On Mon, Feb 28, 2005 at 01:10:25PM -0600, Manoj Srivastava wrote:
> The problem lies in your use of the function wildcard.
Ick, thank you for pointing this out.
> $(wildcard PATTERN...)
>
> This string, used anywhere in a makefile, is replaced by a
> space-separated list of names of existing files that match one of the
> given file name patterns. If no existing file name matches a pattern,
> then that pattern is omitted from the output of the `wildcard'
> function. Note that this is different from how unmatched wildcards
> behave in rules, where they are used verbatim rather than ignored
> (*note Wildcard Pitfall::).
This last sentence is slightly inaccurate (or perhaps ambiguous,
depending on the meaning of "unmatched").
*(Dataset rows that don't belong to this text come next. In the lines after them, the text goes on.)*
PR #468, opened 2021-07-21
Add PrimeNim/solution_3

jamesaorson:
## Description
This solution mostly aims to configure a few small adjustments from Nim's second solution.
Changing the GC is by far the most substantial performance improvement I observed running this locally.
Removing the usage of `method` and changing the backing type from `uint8` to `uint64` on the suggestion of other Nim developers provided no observable speed increase, but are included to give every benefit.

## Contributing requirements


jamesaorson:
solution_2 on my PC runs like so:
```
Passes: 2633, Time: 5.001376390457153, Avg: 0.001899497299831809, Limit: 1000000, Count1: 78498, Count2: 78498, Valid: true
beef331;2633;5.001376390457153;1;algorithm=base,faithful=yes,bits=1
```
solution_3 runs like so:
```
Passes: 5690, Time: 5.000718593597412, Avg: 0.0008788609127587719, Limit: 1000000, Count1: 78498, Count2: 78498, Valid: true
beef331;5690;5.000718593597412;1;algorithm=base,faithful=yes,bits=1
```

rbergen:
@JamesOrson As this represents a performance improvement to solution_2 and doesn't change that solution's implementation characteristics, please structure your PR as an improvement to solution_2 instead of the creation of a new one.

tsoj:
Is just speculation, but maybe it only gives a performance improvement to use `uint64` instead of `uint8` when also calculating the index like this:
```
let 
    byteIndex = i div 64 # instead of 8
    bitInd = i mod 64 # instead of 8
```
(And then also `sieveSize div 64` instead of `sieveSize div 8`)

Maybe it also helps to replace `PrimeSieve = ref object of RootObj` with `PrimeSieve = object`.

jamesaorson:
I will actually be closing this PR in preference of PR #481. There was no real consistent measurable improvement to performance.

If ~/foo (where foo does not
exist) is used in a rule, it _is_ expanded to /home/andrew/foo (rather
than used verbatim). Consider the static pattern rule:
~/foo/bar: ~/foo/%: %
This gives the error "target `/home/andrew/foo' doesn't match the target
pattern", because ~/foo was expanded in the target, but not in the
target pattern. I thought I could fix this by pre-expanding ~foo:
dest := $(wildcard ~/foo)
$(dest)/foo: $(dest)/%: %
but this runs afoul of the rule you point out. (In the real code, ~/foo
is a parameter that might be set by the user, so I wanted to support ~
expansion.)
I would suggest that ~ expansion be excepted from the "no existing file
name" rule, since that rule seems to have been written with * and ?
wildcards in mind. However, I have not looked at whether this is
feasible. I think what this really indicates is that ~ and * expansion
are different.
As a second alternative, I would suggest reading the last sentence cited
strictly, and not expanding ~/foo in rules when that file doesn't exist.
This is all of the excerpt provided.